On the other side of the ledger, we’ve spent hundreds of dollars on diapers, clothing, and toys. We bought a lot of PediaSure and multivitamins when her growth was poor, and we paid for her prescriptions when we had an urgent need and were out of state (Medicaid does not travel well). We pay for all the food she eats apart from what WIC provides, including meals out prompted by desperation or celebration. We’ve thrown her two birthday parties. Cumulatively, we’ve driven her hundreds of miles for doctor appointments, and hundreds more to get her to sleep. We’ve spent five mornings in the basement WIC office when we were supposed to be working. And naturally we have given her whatever share of a happy, enriching childhood that we can, with countless trips to the zoo and the DuPage Children’s Museum.
It’s an irony of foster care in America that the only politician who has made this juggling act visible in recent years should be Michele Bachmann. The Minnesota congresswoman and Tea Party firebrand has often invoked her experience as a foster mother to twenty-three young women. She represents both the genuine evangelical zeal for at-risk kids that sustains the system and the hostility to social programs that threatens it. All of those girls were on Medicaid, which Bachmann voted to cut dramatically. The private virtue we claim to admire can’t escape its dependence on the public weal.

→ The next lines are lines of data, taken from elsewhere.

PR #18081, opened 2024-04-17
Allow support for postgres CREATE INDEX CONCURRENTLY IF NOT EXISTS

marcelofern:
# Trac ticket number
N/A

# Branch description
Prior to this commit, the only way of creating concurrent indexes with the postgres database backend was _without_ the `IF NOT EXISTS` conditional.

In certain cases, it is useful to have an idempotent migration. Examples are when a migration must be run during out-of-business-hours and a migration file is subsequently created to propagate the same changes to other environments (including developer ones).

This commit adds support for CREATE INDEX CONCURRENTLY IF NOT EXISTS, allowing the caller to decide whether or not to use the conditional.

The same support wasn't added to CREATE INDEX (without the CONCURRENTLY key), because further changes into the AddIndex class would take place, leaking Postgres requirements into a class that is used for multiple database backends.
# Checklist


shangxiao:
Thanks but all changes require a ticket

shangxiao:
(Also please first raise a thread on the forum before creating a ticket)

marcelofern:
@shangxiao I have a ticket now. https://code.djangoproject.com/ticket/35383#ticket
Could you please re-open the PR.

PR #18082, opened 2024-04-17
Added JS wait in test_inline_add_another_widgets.

MHLut:
# Trac ticket number
N/A

# Branch description
This Selenium test occasionally fails. We (@sarahboyce and I) suspect it could be due to Selenium being faster than JavaScript while testing.

Sadly, it is hard to test if this fix works due to the random nature of this bug occurring.

# Checklist


MHLut:
@sarahboyce As promised. Can you add the Selenium tag to this PR?

sarahboyce (approved):
Thank you for picking this up! 
Re-ran multiple times and didn't experience a failure (about the best I can do here).

PR #18092, opened 2024-04-20
Fixed #20744 -- Removed generic kwargs from form Field class docs.

adamzap:
# Trac ticket number

ticket-20744

# Branch description

I changed `.. class:: Field(**kwargs)` to  `.. class:: Field` in the form `Field` docs because the ticket says having `**kwargs` there implies that any keyword arguments can be passed to the class, which is not true.

image

This seems to be how similar classes like `Form` are [documented](https://github.com/django/django/blob/53719d6b5b745dd99b1ab9315afb242f706ebbf1/docs/ref/forms/api.txt#L26), so I thought this simple fix would be sufficient.

# Checklist

### DIFF
--- a/docs/ref/forms/fields.txt
+++ b/docs/ref/forms/fields.txt
@@ -7,7 +7,7 @@ Form fields
 
 .. currentmodule:: django.forms
 
-.. class:: Field(**kwargs)
+.. class:: Field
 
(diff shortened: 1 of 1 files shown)


nessita (approved):
Thank you @adamzap for this work! I agree this is an acceptable solution and that is consistent with how the `Form` class is documented.

PR #18101, opened 2024-04-25
Fixed #35405 -- Used @cached_property in FieldCacheMixin.

adamchainz:
# Trac ticket number

ticket-35405

# Branch description

Optimization as described on ticket.

# Checklist

### DIFF
--- a/django/db/models/fields/mixins.py
+++ b/django/db/models/fields/mixins.py
@@ -1,31 +1,52 @@
+import warnings
+
 from django.core import checks
+from django.utils.deprecation import RemovedInDjango60Warning
+from django.utils.functional import cached_property
 
 NOT_PROVIDED = object()
 
 
 class FieldCacheMixin:
-    """Provide an API for working with the model's fields value cache."""
+    """
+    An API for working with the model's fields value cache.
 
+    Subclasses must set self.cache_name to a unique entry for the cache -
+    typically the field’s name.
+    """
+
+    # RemovedInDjango60Warning.
     def get_cache_name(self):
         raise NotImplementedError
 
-    def get_cached_value(self, instance, default=NOT_PROVIDED):
+    @cached_property
+    def cache_name(self):
+        # RemovedInDjango60Warning: when the deprecation ends, replace with:
+        # raise NotImplementedError
         cache_name = self.get_cache_name()
+        warnings.warn(
+            f"Override {self.__class__.__qualname__}.cache_name instead of "
+            "get_cache_name().",
+            RemovedInDjango60Warning,
+        )
+        return cache_name
+
+    def get_cached_value(self, instance, default=NOT_PROVIDED):
         try:
-            return instance._state.fields_cache[cache_name]
+            return instance._state.fields_cache[self.cache_name]
         except KeyError:
             if default is NOT_PROVIDED:
                 raise
             return default
 
     def is_cached(self, instance):
-        return self.get_cache_name() in instance._state.fields_cache
+        return self.cache_name in instance._state.fields_cache
 
     def set_cached_value(self, instance, value):
-        instance._state.fields_cache[self.get_cache_name()] = value
+        instance._state.fields_cache[self.cache_name] = value
 
     def delete_cached_value(self, instance):
-        del instance._state.fields_cache[self.get_cache_name()]
+        del instance._state.fields_cache[self.cache_name]
 
 
 class CheckFieldDefaultMixin:
--- a/tests/model_fields/test_mixins.py
+++ b/tests/model_fields/test_mixins.py
@@ -1,0 +1,75 @@
+from django.db.models.fields.mixins import FieldCacheMixin
+from django.test import SimpleTestCase
+from django.utils.deprecation import RemovedInDjango60Warning
+from django.utils.functional import cached_property
+
+from .models import Foo
+
+
+# RemovedInDjango60Warning.
+class ExampleOld(FieldCacheMixin):
+    def get_cache_name(self):
+        return "example"
+
+
+class Example(FieldCacheMixin):
+    @cached_property
+    def cache_name(self):
+        return "example"
+
+
+class FieldCacheMixinTests(SimpleTestCase):
+    def setUp(self):
+        self.instance = Foo()
+        self.field = Example()
+
+    # RemovedInDjango60Warning: when the deprecation ends, replace with:
+    # def test_cache_name_not_implemented(self):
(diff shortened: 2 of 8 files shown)


django/db/models/fields/mixins.py
```diff
@@ -1,31 +1,37 @@
...
+    Provide an API for working with the model's fields value cache.
 
-    def get_cache_name(self):
+    Subclasses must set self.cache_name to a unique entry for the cache -
+    typically the field’s name.
+    """
+
+    @cached_property
+    def cache_name(self):
         raise NotImplementedError
```
charettes, line 17: Should we have a deprecation shim here that has `cache_name` call `get_cache_name` if not overriden?


```python
def get_cache_name(self):
    raise NotImplementedError

@cached_property
def cache_name(self):
    cache_name = self.get_cache_name()
    warnings.warn("cache_name must be overriden instead of get_cache_name", ...)
    return cache_name
```

adamchainz: Done!

django/db/models/fields/mixins.py
```diff
@@ -1,31 +1,52 @@
...
+from django.utils.deprecation import RemovedInDjango60Warning
+from django.utils.functional import cached_property
 
 NOT_PROVIDED = object()
 
 
 class FieldCacheMixin:
-    """Provide an API for working with the model's fields value cache."""
+    """
+    Provide an API for working with the model's fields value cache.
```
nessita, line 12: Since we are already modifying this docstring, I would advice we follow PEP and define a class as a noun and not as a verb:
```suggestion
    An API for working with the model's fields value cache.
```

adamchainz:
I have added some tests specific to the mixin, including for the deprecation path.

django/db/models/fields/mixins.py
adamchainz: Thanks, done.

tests/model_fields/test_mixins.py
```diff
@@ -0,0 +1,69 @@
+from django.db.models.fields.mixins import FieldCacheMixin
+from django.test import SimpleTestCase
+from django.utils.deprecation import RemovedInDjango60Warning
+from django.utils.functional import cached_property
+
+from .models import Foo
+
+
+class ExampleOld(FieldCacheMixin):
```
nessita, line 9: These are great tests, thank you for adding them. But, I think we should add some `RemovedInDjango60Warning` comments through this file to ensure we do the proper cleanup also at the test level when we bootstrap Django 6.0. Would you agree?

nessita (commented):
Branch looks great! I think is ready to checkin pending the adding of deprecation comments to the new test file so we can later cleanup accordingly. Thank you @adamchainz!

nessita (approved):
Thank you Adam, Simon and Sarah!

asottile-sentry:
fwiw this patch appears to break calls to `.get_cache_name()` since the mixin's `NotImplementedError` version is not overridden any more:

```pytb
../sentry/src/sentry/db/models/base.py:124: in is_field_cached
    name = self._get_relational_field(field_name).get_cache_name()
.venv/lib/python3.12/site-packages/django/db/models/fields/mixins.py:20: in get_cache_name
    raise NotImplementedError
E   NotImplementedError
```

there isn't a clear forward/backward compatible way to write this either (as `.cache_name` isn't available in 5.0) and there wasn't a deprecation period

nessita:
> fwiw this patch appears to break calls to `.get_cache_name()` since the mixin's `NotImplementedError` version is not overridden any more:
> 
> ```
> ../sentry/src/sentry/db/models/base.py:124: in is_field_cached
>     name = self._get_relational_field(field_name).get_cache_name()
> .venv/lib/python3.12/site-packages/django/db/models/fields/mixins.py:20: in get_cache_name
>     raise NotImplementedError
> E   NotImplementedError
> ```
> 
> there isn't a clear forward/backward compatible way to write this either (as `.cache_name` isn't available in 5.0) and there wasn't a deprecation period

Hey @asottile-sentry, could you please create a ticket in the [Django Trac System](https://code.djangoproject.com/) with details on how to reproduce? We did land this with a deprecation path so I would like to understand more why is not working for you/your project.

Thank you!

asottile-sentry:
that's an annoying barrier to entry, can you file one for me?  here's a pretty minimal bit of code (minus getting the django app working)

```python
from django.db import models

class A(models.Model): ...

class B(models.Model):
    a = models.ForeignKey(A, on_delete=models.CASCADE)

B._meta.get_field('a').get_cache_name()
```

```
  File "/Users/asottile/workspace/sentry/src/sentry/models/t.py", line 8, in <module>
    B._meta.get_field('a').get_cache_name()
  File "/Users/asottile/workspace/sentry/.venv/lib/python3.12/site-packages/django/db/models/fields/mixins.py", line 20, in get_cache_name
    raise NotImplementedError
NotImplementedError
```

this code succeeds in django 5.0.8 and fails in django 5.1 -- the graceful deprecation is done incorrectly as the original method was removed

adamchainz:
> that's an annoying barrier to entry, can you file one for me?

It’s not a very high barrier. Log in with GitHub at https://code.djangoproject.com/ , click “New ticket”, fill in fields as appropriate.

asottile-sentry:
> > that's an annoying barrier to entry, can you file one for me?
> 
> It’s not a very high barrier. Log in with GitHub at https://code.djangoproject.com/ , click “New ticket”, fill in fields as appropriate.

it would be much nicer if they were just on github to begin with -- why force me to sign up for yet another thing (which I can't do on my work account anyway)

nessita:
> > > that's an annoying barrier to entry, can you file one for me?
> > 
> > 
> > It’s not a very high barrier. Log in with GitHub at https://code.djangoproject.com/ , click “New ticket”, fill in fields as appropriate.
> 
> it would be much nicer if they were just on github to begin with -- why force me to sign up for yet another thing (which I can't do on my work account anyway)

You don't need a new account, you can login with your existing GitHub account.

asottile-sentry:
> > > > that's an annoying barrier to entry, can you file one for me?
> > > 
> > > 
> > > It’s not a very high barrier. Log in with GitHub at https://code.djangoproject.com/ , click “New ticket”, fill in fields as appropriate.
> > 
> > 
> > it would be much nicer if they were just on github to begin with -- why force me to sign up for yet another thing (which I can't do on my work account anyway)
> 
> You don't need a new account, you can login with your existing GitHub account.

that requires me to _authorize an app_ to my work account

These days, when our kids instinctively comfort each other after a tumble at the town swimming pool, it’s easy enough to forget that our family is accidental and probably temporary. Parental affection can stretch itself farther than I could have imagined in those early days of round-the-clock shrieking. But we can never go long without realizing that Sophia’s difficult tendencies do not come from us, that she is likely to leave us someday, and that we are operating at the limits of our emotional, economic, and social capacity. Without a commitment by the state to cover the basic costs of her care, we would, like every other foster family, be asking ourselves daily whether we could keep doing it.
As social programs are unwound, foster parents watch our families being unwound with them. For most of us, our “altruistic motivations” always threaten to outstrip our resources. Foster parenting teaches us how to live as so many low-income families already live—check to check, coupon to coupon, appointment to appointment. The difference is that most foster parents hold middle-class passports, and they can cut short their sojourn among WIC recipients and Medicaid administrators at any time. No one knows what exactly will happen to Sophia and the nearly half-million kids in her situation if they exercise that privilege. If Republican lawmakers have their way, we may well find out.